Os estudantes que ocupam a Universidade Estadual do Amapá (Ueap) devem deixar o prédio da instituiçāo ainda essa terça-feira, 20, como prevê o acordo assinado entre Movimento Estudantil Independente e governo do Estado, nessa manhã. Além disso, uma reunião com técnicos e professores pretende colocar fim a greve geral que dura mais de 60 dias.

alunos tiram as correntes do portão da universidade

Aluno retira as correntes do portão da universidade. Fotos: Cássia Lima

O acordo tem três pontos: repasse de R$ 700 mil mensais para custeio mínimo da instituição; criação de um grupo de trabalho para discutir a universidade a curto, médio e longo prazo, composto por estudantes, técnicos e professores; e a instauração de uma auditoria nas contas da universidade desde a sua criação.

Marlom Vaz,

Marlom Vaz, estudante de filosofia: “apoiamos o movimento grevista dos técnicos e professores da Ueap”

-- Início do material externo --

Issue #136, opened 2023-10-19
Addition of new visibility object which allows anisotropy


mwiet:
Within [`glass.observations`](https://github.com/glass-dev/glass/blob/main/glass/observations.py), the addition of a new visibility object, which allows anisotropic and non-binary visibility HEALPix maps which vary with galaxy population/tomographic bin/shell, would make the implementation of variable observational depth possible.

The object should be flexible enough to allow independent visibility maps for each galaxy population/tomographic bin/shell, while also allowing the option of providing a single HEALPix map of an independent variable which traces variable depth plus arrays of functions which characterise the variation with galaxy population/tomographic bin/shell. The latter is particularly useful as it allows for memory efficient modelling of varying depth.

Issue #413, opened 2024-11-11
Split `positions_from_delta()` into individual functions


ntessore:
### Add your issue here

The current `positions_from_delta()` function carries out a large number of steps:

* Apply bias model to given `delta` map.
* Convert biased `delta` to mean number count in each map pixel.
* Apply a visibility map.
* Compute observed number counts from a distribution (e.g., Poisson).
* Accumulate the galaxies in the number count map into batches of a given size (e.g., 1_000_000)
* Sample random positions for each galaxy within its pixel.

This structure is very rigid, and makes it difficult to implement things such as #136.

We should split this up into individual functions, so that they can be mixed and matched with different implementations:

```py
for i, delta in enumerate(matter):
    # mean number count in each pixel
    nbar = glass.nbar_from_density(arcmin2=ngal[i], nside=nside)
    # galaxy density from linear bias model, could be a complicated model
    gal = nbar * (1 + beff[i] * delta)
    # apply visibility map for this shell, could be a complicated model
    gal *= vmap[i]
    # Poisson-sample galaxy indices from map in batches
    for ipix in glass.batched_poisson(gal, rng=rng):
        # randomly sample galaxy positions within each pixel
        lon, lat = glass.random_healpix_positions(nside, ipix)
```

This needs a bit of experimentation for multi-dimensional arrays, but in principle seems feasible.

*Edited*

Steps:

paddyroddy:
> We should split this up into individual functions, so that they can be mixed and matched with different implementations:
> 
> for i, delta in enumerate(matter):
>     # mean number count in each pixel
>     nbar = glass.nbar_from_density(arcmin2=ngal[i], nside=nside)
>     # galaxy density from linear bias model, could be a complicated model
>     gal = nbar * (1 + beff[i] * delta)
>     # apply visibility map for this shell, could be a complicated model
>     gal *= vmap[i]
>     # Poisson-sample galaxy indices from map in batches
>     for ipix in glass.batched_poisson(gal, rng=rng):
>         # randomly sample galaxy positions within each pixel
>         lon, lat = glass.random_healpix_positions(nside, ipix)
> 
> This needs a bit of experimentation for multi-dimensional arrays, but in principle seems feasible.

Just to clarify on this, are you saying this is how you envisage the function being split up? Been trying to map the current function to this in my head, and it's not entirely clear to me.

ntessore:
[...]

PR #535, opened 2025-02-24
gh-413: Implementation of variable depth

mwiet:
This merge request implements variable depth's effect on the galaxy density in the angular and line-of-sight directions into GLASS. This addresses issue #413.

This code allows for functionality similar to [SALMO](https://github.com/Linc-tw/salmo). The implementation adds two novel features:
- The interpolation between the variable depth tracer variable and the change in galaxy density can be interpolated with any function (previously, in SALMO only linear interpolation was possible).
- The effect of variable depth along the line-of-sight and in the angular direction can be modelled as fully independent (previously, in SALMO the selection of galaxy shapes and galaxy redshifts was always assumed to be the same). This allows for the application of a separate selection function for the galaxy shapes and the galaxy redshifts.

The `glass.observations.angular_variable_depth_mask` implements the basic structure and functionality for the object, but only outputs the variable depth masks in the angular direction as they have been input.

The `angular_los_variable_depth_mask` expends upon this functionality by implementing the aformentioned features. Hence, when sampling galaxies using `glass.points.positions_from_delta`, one can multiply the given `vis` visibility mask by the output of `angular_los_variable_depth_mask` for a given tomographic bin and redshift shell index.

# Tests with KiDS-1000-like mock

image

Testing this implementation with KiDS-1000 data (see [here](https://github.com/mwiet/kids_sbi/tree/main/data/KiDS/K1000)) gives results consistent with [previous mocks on the same data](https://arxiv.org/abs/2404.15402):

- Overall redshift distributions are consistent with inputs:
image

- Local redshift distributions are shifted due to variable depth (e.g. North vs. South field):
image

- Between 2% and 10% (on average) of additional power is added to the measured pseudo-Cls from the realised galaxy fields:
image

# Performance

The inclusion of the `angular_los_variable_depth_mask` when sampling the KiDS-1000-like galaxies added an additional 14 seconds to the total runtime on my local machine (from 7m 14s to 7m 28s, i.e. a 3.2% increase). In this time, `angular_los_variable_depth_mask` was evaluated 165 times (n_bins x n_shells = 5 x 33).

# Potential extensions

Note that this implementation does not include the variability in the intrinsic shapes of galaxies which may be caused by variable depth. Additional features will be necessary for this in `glass.shapes` to allow the input `sigma` to vary per pixel.

### DIFF
--- a/glass/observations.py
+++ b/glass/observations.py
@@ -22,6 +22,8 @@ Visibility
 ----------
 
 .. autofunction:: vmap_galactic_ecliptic
+.. class:: angular_variable_depth_mask
+.. class:: angular_los_variable_depth_mask
 
 """  # noqa: D400
 
--- a/glass/observations.py
+++ b/glass/observations.py
@@ -328,3 +328,163 @@ def tomo_nz_gausserr(
     binned_nz *= nz
 
     return binned_nz  # type: ignore[no-any-return]
+    
+class angular_variable_depth_mask:
+    r'''Variable depth mask for tomographic bins.
+    
+    This class allows to create a mask with a different variable depth mask in the angular direction for each tomographic bin.
+    
+    Parameters
+    ----------
+    vardepth_map : array_like
+        Map of variable which traces the depth per tomographic bin.
+    n_bins : int
+        Number of tomographic bins.
+    zbins : array_like
+        Shell redshift limits.
+    '''
+
+    def __init__(self, vardepth_map, n_bins, zbins):
+        self.vardepth_map = vardepth_map
+        self.n_bins = n_bins
+        self.zbins = zbins
+    
+    def test_index(self, index):
+        r'''Test the index for validity.
+        '''
+        if not isinstance(index, tuple):
+            raise ValueError('Index must be an tuple of two integers')
+
+        if index[0] >= self.n_bins:
+            raise ValueError('Leading index cannot exceed number of tomographic bins')
+
+        if index[1] >= len(self.zbins):
+            raise ValueError('Trailing index cannot exceed number of shells')
+        
+    def __getitem__(self, index):
+        r'''Get the mask for the given index.
+
+        Parameters
+        ----------
+        index : tuple
+            Indices of the tomographic bin and shell pair.
+
+        Returns
+        -------
+        mask : array_like
+            Mask for the given index.
+
+        Raises
+        ------
+        ValueError
+            If the index is invalid.
+
+        '''
+        self.test_index(index)
+
+        return self.vardepth_map[index[0]]
+    
+class angular_los_variable_depth_mask(angular_variable_depth_mask):
+    r'''Variable depth mask for tomographic bins.
+    
+    This class allows to create a mask with a different variable depth mask in both the angular and the line-of-sight directions for each tomographic bin.
+    
+    Parameters
+    ----------
+    vardepth_map : array_like
+        Map of variable which traces the depth per tomographic bin. If vardepth_tomo_functions is not provided, the values are treated like a map of galaxy count ratios.
+    n_bins : int
+        Number of tomographic bins.
+    zbins : array_like
+        Shell redshift limits.
+    ztomo : array_like, optional
+        Tomographic redshift bin limits.
+    dndz : array_like, optional
+        Redshift distributions per tomographic bin.
+    z : array_like, optional
+        Redshift domain of dndz.
+    dndz_vardepth : array_like
+        Redshift distribution affected by variable depth (n_bins x len(vardepth_values) x len(z)).
+    vardepth_values : array_like
+        Variable depth tracer domain/values of dndz_vardepth.
+    vardepth_los_tracer : array_like, optional
+        Map of the variable depth tracer for line-of-sight direction. If provided, it is assumed to cover the same domain as vardepth_values.
+    vardepth_tomo_functions : array_like, optional
+        List of functions which map the input vardepth_map to the ratio between the galaxy count due to the variable depth and the galaxy count without variable depth (for each tomographic bin). If provided, it is assumed that there is one vardepth_map which traces the variable depth for all tomographic bins.
+    
+    References
+    ----------
+    .. [1] Joachimi B., Lin, C.-A., et al., 2021, A&A, 646, A129.
+           doi:10.1051/0004-6361/202038831
+    .. [2] von Wietesheim-Kramsta M., Lin, K., et al., 2024, A&A, 695, A223.
+           doi:10.1051/0004-6361/202450487
+    '''
+    def __init__(self, vardepth_map, n_bins, zbins, ztomo, dndz, z, dndz_vardepth, vardepth_values, vardepth_los_tracer=None, vardepth_tomo_functions=None):
+        super().__init__(vardepth_map, n_bins, zbins)
+        self.ztomo = ztomo
+        self.dndz = dndz
+        self.z = z
+        self.dndz_vardepth = dndz_vardepth
+        self.vardepth_values = vardepth_values
+        self.vardepth_los_tracer = vardepth_los_tracer
+        self.vardepth_tomo_functions = vardepth_tomo_functions
+
+        if vardepth_tomo_functions is not None:
+            self.vardepth_map = np.atleast_2d(vardepth_map).reshape(1, -1)
+    
+    def get_los_fraction(self, index):
+        r'''Gets the fraction of galaxies affected by variable depth in the line-of-sight direction for the given tomographic bin and shell.
+        
+        Parameters
+        ----------
+        index : tuple
+            Indices of the tomographic bin and shell pair.
+
+        Returns
+        -------
+        fraction_vardepth : array_like
+            Fraction of galaxies affected by variable depth in the line-of-sight direction.
+        '''
+        is_in_shell = (self.zbins[index[1]][0] < self.z) & (self.z <= self.zbins[index[1]][1])
+
+        n_gal_in_tomo_vardepth   = np.trapz(self.dndz_vardepth[index[0]][:, is_in_shell], self.z[is_in_shell])
+        n_gal_in_tomo            = np.trapz(self.dndz[index[0]][is_in_shell], self.z[is_in_shell])
+        fraction_vardepth = np.divide(n_gal_in_tomo_vardepth, n_gal_in_tomo, out=np.ones_like(n_gal_in_tomo_vardepth), where=n_gal_in_tomo!=0)
+
+        return fraction_vardepth
+
+    def __getitem__(self, index):
+        r'''Get the mask for the given index.
+
+        Parameters
+        ----------
+        index : tuple
+            Indices of the tomographic bin and shell pair.
+
+        Returns
+        -------
+        mask : array_like
+            Mask for the given index.
+
+        Raises
+        ------
+        ValueError
+            If the index is invalid.
+
+        '''
+        self.test_index(index)
+
+        if self.vardepth_tomo_functions is None:
+            angular_vardepth_map = angular_tracer_map = self.vardepth_map[index[0]]
+        else:
+            angular_vardepth_map    = self.vardepth_tomo_functions[index[0]](self.vardepth_map[0])
+            angular_tracer_map      = self.vardepth_map[0]
+
+        los_fraction_vardepth = self.get_los_fraction(index)
+
+        if self.vardepth_los_tracer is None:
+            los_vardepth_map =  np.interp(angular_tracer_map, self.vardepth_values, los_fraction_vardepth)
+        else:
+            los_vardepth_map = np.interp(self.vardepth_los_tracer, self.vardepth_values, los_fraction_vardepth)
+        
+        return np.multiply(angular_vardepth_map, los_vardepth_map)


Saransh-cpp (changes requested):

“A prioridade é fazer o repasse mínimo mensal do que a universidade precisa para o pagamento de alugueis de prédios, terceirizados e a manutenção da mesma, que está engessada. A gente desocupa, mas apoiamos o movimento dos técnicos e dos professores. Mesmo porque, compreendemos que sem esses profissionais a universidade não funciona”, destacou Marlom Vaz, acadêmico do curso de filosofia.

A Ueap foi ocupada por estudantes no último dia 4 de maio. Técnicos e professores já estavam em greve desde o dia 17 de março. Segundo os grevistas, a universidade recebeu este ano apenas R$ 300 mil de R$ 1,3 milhão necessários para seu pleno funcionamento.

Nesta manhã, o movimento deliberou a ocupação e limpeza geral do prédio da instituição. Cerca de 10 alunos passaram a manhã limpando o prédio da universidade que será entregue à reitoria ainda nesta terça, sem nenhum dano ao patrimônio.

De acordo com o governo do Estado, a desocupação faz parte de um longo diálogo com os acadêmicos. Esta semana também ocorrerá uma reunião com os técnicos e professores da Ueap. A proposta do governo é mediar soluções para que a universidade retorne seu funcionamento e quando a crise amenizar, o repasse total seja efetuado.